What you should do ->
In the following listing, find the lines containing "deleting" and report them.

======== Available records ========

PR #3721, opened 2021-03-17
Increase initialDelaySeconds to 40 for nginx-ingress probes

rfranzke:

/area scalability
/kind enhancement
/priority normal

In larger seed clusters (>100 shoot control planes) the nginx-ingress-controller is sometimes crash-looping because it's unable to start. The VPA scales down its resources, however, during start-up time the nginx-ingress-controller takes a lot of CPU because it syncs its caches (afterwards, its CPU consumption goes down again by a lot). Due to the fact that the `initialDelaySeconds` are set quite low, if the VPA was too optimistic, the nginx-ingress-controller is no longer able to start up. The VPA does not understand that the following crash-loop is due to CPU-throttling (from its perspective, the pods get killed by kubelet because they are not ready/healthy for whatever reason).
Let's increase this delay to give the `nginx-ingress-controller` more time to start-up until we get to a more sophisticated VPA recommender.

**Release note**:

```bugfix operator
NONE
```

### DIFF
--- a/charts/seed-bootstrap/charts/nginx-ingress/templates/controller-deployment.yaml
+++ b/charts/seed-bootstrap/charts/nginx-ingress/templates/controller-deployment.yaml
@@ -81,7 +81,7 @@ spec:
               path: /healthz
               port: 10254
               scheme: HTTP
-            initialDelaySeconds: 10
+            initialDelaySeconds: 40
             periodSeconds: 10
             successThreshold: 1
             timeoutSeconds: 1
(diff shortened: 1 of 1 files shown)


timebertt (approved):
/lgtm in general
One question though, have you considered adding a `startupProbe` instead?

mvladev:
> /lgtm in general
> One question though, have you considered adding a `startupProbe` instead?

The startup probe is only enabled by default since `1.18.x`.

========
======== Available records ========

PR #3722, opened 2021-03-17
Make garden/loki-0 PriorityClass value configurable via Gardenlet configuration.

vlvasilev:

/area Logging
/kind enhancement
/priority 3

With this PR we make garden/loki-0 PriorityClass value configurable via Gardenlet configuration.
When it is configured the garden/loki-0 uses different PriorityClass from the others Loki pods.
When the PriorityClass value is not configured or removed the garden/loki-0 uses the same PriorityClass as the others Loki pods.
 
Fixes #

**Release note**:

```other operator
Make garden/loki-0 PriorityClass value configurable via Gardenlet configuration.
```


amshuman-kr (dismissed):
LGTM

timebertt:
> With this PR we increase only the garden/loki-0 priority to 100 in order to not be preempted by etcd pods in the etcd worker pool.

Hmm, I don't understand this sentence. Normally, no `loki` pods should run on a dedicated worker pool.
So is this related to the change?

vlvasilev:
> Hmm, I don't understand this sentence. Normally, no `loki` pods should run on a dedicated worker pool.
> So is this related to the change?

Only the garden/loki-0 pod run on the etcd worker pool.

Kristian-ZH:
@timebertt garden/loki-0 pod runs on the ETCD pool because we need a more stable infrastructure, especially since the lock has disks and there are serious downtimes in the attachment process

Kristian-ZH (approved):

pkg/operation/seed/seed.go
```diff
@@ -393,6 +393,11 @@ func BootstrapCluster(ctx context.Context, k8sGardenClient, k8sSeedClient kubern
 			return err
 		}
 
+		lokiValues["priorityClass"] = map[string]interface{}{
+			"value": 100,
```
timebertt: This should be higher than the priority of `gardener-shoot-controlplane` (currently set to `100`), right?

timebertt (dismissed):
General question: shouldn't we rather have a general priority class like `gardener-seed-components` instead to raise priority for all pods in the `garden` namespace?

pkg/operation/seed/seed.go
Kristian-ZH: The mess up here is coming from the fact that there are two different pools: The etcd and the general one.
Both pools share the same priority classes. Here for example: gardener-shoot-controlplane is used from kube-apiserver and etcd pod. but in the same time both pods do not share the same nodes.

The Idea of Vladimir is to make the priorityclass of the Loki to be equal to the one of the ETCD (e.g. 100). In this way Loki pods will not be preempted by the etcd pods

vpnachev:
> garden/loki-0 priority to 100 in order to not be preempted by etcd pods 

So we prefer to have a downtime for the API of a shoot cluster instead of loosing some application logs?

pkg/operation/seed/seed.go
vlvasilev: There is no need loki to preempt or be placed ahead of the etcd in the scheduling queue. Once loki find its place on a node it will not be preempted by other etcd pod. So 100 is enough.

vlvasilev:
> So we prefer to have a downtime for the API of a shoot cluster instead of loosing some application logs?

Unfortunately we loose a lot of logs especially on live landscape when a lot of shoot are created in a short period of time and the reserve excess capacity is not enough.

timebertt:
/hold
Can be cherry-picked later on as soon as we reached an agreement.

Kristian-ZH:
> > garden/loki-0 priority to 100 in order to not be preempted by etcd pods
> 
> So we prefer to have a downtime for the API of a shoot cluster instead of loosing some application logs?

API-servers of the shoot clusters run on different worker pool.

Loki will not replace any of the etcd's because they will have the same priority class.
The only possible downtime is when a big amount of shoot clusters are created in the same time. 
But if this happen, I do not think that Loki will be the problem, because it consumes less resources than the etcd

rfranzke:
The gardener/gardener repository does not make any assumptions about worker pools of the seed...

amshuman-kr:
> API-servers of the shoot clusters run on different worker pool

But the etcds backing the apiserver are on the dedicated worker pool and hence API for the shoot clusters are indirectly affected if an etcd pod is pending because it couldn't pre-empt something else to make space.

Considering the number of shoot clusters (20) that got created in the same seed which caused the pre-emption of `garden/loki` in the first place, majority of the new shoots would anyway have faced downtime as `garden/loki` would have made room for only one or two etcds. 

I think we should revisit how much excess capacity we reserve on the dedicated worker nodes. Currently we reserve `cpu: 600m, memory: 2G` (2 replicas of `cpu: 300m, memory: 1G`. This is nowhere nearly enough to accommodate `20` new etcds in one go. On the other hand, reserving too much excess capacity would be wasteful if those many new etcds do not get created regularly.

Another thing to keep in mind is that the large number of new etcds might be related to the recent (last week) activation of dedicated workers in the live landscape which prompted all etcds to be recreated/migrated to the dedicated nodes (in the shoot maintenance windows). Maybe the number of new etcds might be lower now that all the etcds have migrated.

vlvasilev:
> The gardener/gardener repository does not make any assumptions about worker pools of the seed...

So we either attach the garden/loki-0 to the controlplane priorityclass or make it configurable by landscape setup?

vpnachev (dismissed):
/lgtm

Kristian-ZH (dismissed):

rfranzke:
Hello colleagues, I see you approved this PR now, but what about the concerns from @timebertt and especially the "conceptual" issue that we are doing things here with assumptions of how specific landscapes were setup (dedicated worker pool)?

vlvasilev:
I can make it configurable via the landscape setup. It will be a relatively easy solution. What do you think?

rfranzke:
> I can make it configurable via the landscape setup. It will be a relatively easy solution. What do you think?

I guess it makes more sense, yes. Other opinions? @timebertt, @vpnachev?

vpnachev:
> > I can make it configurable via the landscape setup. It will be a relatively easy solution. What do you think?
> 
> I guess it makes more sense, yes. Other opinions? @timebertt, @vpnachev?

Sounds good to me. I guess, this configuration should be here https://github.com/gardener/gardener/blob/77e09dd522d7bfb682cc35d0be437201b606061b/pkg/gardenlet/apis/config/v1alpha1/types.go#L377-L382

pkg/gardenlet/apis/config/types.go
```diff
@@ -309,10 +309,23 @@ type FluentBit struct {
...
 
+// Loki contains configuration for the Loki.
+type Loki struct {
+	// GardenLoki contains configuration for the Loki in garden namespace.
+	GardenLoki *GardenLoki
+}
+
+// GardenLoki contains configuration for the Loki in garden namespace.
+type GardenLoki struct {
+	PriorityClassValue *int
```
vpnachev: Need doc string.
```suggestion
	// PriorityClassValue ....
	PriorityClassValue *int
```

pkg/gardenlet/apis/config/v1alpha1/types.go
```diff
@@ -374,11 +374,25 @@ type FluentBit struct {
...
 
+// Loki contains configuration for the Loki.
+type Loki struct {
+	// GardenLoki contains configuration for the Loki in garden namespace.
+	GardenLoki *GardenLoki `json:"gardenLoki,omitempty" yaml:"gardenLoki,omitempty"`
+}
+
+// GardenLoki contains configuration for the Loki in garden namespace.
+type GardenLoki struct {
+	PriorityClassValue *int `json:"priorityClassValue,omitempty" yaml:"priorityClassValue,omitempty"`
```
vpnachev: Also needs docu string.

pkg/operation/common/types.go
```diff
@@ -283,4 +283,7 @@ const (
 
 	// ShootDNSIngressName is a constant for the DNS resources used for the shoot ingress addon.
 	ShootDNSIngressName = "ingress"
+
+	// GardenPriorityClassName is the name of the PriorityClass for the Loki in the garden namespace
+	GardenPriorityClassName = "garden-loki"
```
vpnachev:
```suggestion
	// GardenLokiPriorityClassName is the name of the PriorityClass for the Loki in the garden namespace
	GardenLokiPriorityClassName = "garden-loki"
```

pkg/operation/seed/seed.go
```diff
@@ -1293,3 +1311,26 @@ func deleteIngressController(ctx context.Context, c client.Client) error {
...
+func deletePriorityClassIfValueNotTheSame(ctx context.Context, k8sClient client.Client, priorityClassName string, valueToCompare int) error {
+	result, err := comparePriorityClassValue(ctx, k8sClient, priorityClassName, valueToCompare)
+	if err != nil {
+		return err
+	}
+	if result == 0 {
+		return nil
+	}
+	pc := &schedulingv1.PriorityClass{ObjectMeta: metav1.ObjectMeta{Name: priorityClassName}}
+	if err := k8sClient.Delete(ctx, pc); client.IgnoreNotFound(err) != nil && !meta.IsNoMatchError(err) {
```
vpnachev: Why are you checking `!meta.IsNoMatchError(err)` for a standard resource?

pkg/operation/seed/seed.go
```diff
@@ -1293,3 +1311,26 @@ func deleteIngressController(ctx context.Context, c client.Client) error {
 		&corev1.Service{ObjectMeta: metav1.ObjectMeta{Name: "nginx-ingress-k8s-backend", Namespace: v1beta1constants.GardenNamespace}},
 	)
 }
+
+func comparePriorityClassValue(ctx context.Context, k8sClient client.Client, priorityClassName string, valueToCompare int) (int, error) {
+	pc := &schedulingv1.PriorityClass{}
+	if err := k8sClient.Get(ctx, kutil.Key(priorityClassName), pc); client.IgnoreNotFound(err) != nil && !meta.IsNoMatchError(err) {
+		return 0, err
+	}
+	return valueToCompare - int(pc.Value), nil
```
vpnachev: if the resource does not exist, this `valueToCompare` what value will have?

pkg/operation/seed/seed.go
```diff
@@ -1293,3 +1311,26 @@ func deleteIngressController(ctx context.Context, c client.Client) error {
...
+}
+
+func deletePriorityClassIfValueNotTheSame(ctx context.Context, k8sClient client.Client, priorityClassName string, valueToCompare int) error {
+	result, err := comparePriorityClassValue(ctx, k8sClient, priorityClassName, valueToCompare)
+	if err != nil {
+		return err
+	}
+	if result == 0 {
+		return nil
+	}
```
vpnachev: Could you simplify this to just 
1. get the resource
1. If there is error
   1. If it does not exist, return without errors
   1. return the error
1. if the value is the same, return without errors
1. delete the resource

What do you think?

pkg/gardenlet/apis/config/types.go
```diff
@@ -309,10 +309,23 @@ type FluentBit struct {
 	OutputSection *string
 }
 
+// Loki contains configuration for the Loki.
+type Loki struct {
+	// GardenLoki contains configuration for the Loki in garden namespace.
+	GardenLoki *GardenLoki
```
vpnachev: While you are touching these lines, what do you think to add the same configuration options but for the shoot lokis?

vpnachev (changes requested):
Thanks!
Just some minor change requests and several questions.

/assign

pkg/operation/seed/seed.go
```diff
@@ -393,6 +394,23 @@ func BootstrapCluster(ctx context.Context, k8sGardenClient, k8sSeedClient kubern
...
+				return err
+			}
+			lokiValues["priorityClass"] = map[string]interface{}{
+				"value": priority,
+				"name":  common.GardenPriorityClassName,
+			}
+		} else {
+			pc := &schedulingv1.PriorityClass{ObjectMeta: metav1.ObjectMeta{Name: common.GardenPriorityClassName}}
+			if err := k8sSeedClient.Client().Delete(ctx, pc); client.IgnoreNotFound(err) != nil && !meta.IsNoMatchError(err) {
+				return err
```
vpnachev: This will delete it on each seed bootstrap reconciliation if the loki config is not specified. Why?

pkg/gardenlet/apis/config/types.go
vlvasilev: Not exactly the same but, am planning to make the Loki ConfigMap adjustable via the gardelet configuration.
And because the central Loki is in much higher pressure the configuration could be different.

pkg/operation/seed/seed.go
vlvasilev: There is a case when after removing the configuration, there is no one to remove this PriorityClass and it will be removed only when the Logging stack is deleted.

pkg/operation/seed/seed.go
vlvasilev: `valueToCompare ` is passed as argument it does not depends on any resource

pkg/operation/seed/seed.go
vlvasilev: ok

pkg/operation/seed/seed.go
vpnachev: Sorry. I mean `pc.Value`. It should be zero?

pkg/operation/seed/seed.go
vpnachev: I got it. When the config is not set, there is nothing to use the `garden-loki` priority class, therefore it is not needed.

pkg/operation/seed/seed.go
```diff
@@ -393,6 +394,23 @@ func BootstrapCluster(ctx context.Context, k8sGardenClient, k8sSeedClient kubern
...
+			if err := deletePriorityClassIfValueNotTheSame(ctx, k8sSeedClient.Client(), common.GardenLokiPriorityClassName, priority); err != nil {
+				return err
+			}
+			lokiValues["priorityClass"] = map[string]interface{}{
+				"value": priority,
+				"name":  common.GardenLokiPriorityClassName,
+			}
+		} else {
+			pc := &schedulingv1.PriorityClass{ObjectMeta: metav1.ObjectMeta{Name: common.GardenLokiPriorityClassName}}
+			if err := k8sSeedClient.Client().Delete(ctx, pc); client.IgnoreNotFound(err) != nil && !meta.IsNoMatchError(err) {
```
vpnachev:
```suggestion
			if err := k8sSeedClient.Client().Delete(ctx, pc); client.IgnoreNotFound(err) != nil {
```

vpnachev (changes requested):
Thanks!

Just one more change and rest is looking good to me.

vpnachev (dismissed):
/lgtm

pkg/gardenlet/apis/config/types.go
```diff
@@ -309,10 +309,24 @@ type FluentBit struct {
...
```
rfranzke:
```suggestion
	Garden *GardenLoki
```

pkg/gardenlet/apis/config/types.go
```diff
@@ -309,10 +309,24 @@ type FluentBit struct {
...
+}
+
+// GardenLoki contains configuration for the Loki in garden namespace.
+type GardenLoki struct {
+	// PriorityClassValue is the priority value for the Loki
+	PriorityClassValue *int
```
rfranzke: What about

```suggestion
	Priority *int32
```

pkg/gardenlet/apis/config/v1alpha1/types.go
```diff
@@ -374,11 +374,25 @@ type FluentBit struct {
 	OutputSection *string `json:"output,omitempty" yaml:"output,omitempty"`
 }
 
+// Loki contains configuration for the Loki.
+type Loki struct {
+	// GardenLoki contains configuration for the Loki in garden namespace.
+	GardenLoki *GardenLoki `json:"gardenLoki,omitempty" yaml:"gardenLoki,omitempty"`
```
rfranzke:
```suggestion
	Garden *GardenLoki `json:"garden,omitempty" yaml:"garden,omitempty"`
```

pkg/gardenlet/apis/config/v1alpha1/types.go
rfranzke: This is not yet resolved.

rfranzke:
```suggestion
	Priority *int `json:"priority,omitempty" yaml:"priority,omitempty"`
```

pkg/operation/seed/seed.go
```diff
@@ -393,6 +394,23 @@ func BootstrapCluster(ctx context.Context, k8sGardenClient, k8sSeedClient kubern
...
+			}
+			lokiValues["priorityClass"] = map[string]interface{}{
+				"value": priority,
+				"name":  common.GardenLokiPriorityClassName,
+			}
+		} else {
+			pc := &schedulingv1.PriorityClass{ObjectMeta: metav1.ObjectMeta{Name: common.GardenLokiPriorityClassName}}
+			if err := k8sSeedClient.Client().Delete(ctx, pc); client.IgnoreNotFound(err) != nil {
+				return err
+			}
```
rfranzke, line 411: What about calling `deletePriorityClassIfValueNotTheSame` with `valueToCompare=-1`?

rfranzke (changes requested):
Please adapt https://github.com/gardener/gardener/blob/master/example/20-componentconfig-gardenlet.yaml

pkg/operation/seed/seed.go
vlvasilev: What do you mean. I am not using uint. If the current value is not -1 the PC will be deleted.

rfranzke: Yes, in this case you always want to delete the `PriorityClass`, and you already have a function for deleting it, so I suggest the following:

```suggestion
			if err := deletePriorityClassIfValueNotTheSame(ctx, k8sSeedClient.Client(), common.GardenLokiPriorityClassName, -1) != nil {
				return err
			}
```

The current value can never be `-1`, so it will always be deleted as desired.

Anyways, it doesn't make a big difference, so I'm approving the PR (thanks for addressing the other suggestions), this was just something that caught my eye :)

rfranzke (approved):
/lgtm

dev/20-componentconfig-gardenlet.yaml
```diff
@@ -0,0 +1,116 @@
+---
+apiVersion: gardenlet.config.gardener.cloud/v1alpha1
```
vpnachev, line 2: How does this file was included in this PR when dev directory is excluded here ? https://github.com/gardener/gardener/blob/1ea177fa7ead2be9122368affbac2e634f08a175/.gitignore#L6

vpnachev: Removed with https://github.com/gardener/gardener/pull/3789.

========
======== Available records ========

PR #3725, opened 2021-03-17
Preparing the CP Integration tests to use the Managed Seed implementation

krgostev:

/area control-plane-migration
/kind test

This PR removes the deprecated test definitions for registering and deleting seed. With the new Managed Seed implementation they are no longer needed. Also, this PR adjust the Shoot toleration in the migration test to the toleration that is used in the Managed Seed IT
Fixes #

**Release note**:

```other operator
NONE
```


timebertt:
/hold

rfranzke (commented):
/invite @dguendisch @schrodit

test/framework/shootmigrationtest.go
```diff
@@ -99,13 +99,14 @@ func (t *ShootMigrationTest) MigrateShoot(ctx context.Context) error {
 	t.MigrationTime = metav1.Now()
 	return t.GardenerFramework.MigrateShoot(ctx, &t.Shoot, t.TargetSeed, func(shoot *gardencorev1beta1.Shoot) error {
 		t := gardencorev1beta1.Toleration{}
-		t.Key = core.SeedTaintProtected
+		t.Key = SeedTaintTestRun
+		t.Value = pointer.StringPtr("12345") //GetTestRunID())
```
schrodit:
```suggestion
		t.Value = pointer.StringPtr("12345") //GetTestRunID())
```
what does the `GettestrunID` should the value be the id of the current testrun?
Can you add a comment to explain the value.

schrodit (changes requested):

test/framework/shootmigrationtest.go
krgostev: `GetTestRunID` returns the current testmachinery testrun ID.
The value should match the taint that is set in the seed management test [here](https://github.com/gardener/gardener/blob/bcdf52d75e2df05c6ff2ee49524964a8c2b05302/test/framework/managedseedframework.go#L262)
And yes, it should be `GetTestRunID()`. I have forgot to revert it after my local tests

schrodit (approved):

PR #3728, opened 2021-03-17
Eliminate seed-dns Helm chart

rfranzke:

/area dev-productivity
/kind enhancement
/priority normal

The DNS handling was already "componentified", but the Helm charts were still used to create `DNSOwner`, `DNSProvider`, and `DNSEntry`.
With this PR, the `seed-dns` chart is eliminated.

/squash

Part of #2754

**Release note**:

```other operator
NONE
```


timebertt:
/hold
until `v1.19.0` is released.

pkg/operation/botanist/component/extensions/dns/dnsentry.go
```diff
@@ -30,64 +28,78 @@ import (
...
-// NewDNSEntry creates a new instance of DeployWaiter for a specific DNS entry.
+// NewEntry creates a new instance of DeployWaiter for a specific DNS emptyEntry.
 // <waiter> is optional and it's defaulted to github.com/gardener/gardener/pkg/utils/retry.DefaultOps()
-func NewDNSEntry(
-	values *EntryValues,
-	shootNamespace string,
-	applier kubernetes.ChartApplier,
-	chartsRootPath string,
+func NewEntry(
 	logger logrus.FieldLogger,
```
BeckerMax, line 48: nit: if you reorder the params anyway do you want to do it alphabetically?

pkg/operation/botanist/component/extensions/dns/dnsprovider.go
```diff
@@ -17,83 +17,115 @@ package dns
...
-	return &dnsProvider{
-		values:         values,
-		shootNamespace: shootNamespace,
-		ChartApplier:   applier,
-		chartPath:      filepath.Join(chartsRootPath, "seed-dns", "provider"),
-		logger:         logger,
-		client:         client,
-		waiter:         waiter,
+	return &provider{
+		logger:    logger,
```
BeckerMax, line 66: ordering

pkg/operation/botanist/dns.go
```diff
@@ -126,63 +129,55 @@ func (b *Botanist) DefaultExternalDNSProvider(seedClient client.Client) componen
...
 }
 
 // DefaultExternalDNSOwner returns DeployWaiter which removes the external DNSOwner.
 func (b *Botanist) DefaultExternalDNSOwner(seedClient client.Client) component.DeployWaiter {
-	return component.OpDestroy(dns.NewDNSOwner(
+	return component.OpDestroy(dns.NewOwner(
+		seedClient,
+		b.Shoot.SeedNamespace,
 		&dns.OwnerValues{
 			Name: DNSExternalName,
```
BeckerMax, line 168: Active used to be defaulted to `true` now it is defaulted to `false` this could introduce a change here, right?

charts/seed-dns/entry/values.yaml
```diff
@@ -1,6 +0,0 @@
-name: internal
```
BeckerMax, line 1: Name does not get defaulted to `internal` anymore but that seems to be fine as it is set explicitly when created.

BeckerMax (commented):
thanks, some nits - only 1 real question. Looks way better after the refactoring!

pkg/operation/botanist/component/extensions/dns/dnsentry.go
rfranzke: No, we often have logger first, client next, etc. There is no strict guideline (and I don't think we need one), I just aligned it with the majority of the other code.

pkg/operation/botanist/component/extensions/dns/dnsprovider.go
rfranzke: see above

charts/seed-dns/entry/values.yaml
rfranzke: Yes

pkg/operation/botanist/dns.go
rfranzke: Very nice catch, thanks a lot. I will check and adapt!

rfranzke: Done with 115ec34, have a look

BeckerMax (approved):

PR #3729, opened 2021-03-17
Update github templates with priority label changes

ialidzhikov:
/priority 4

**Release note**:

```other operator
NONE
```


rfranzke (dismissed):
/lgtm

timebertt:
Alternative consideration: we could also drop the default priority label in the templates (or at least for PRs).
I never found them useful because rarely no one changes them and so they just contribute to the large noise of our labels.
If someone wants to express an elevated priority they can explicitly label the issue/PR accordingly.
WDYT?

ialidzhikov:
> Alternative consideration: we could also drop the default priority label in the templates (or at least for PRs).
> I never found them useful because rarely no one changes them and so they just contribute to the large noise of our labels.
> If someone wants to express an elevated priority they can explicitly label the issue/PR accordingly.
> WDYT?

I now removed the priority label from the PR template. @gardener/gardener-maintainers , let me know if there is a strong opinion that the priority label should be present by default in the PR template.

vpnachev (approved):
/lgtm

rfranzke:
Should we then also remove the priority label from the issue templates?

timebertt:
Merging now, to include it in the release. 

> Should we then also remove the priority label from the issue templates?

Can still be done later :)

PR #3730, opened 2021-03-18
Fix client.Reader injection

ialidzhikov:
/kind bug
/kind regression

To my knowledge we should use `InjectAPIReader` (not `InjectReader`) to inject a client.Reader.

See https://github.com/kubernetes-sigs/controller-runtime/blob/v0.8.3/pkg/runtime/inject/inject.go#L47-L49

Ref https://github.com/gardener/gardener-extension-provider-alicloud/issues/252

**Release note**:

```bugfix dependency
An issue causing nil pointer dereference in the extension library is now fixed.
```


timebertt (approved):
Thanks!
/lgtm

========

Response to this exercise ->
rfranzke: Yes, in this case you always want to delete the `PriorityClass`, and you already have a function for deleting it, so I suggest the following:
This PR removes the deprecated test definitions for registering and deleting seed. With the new Managed Seed implementation they are no longer needed. Also, this PR adjust the Shoot toleration in the migration test to the toleration that is used in the Managed Seed IT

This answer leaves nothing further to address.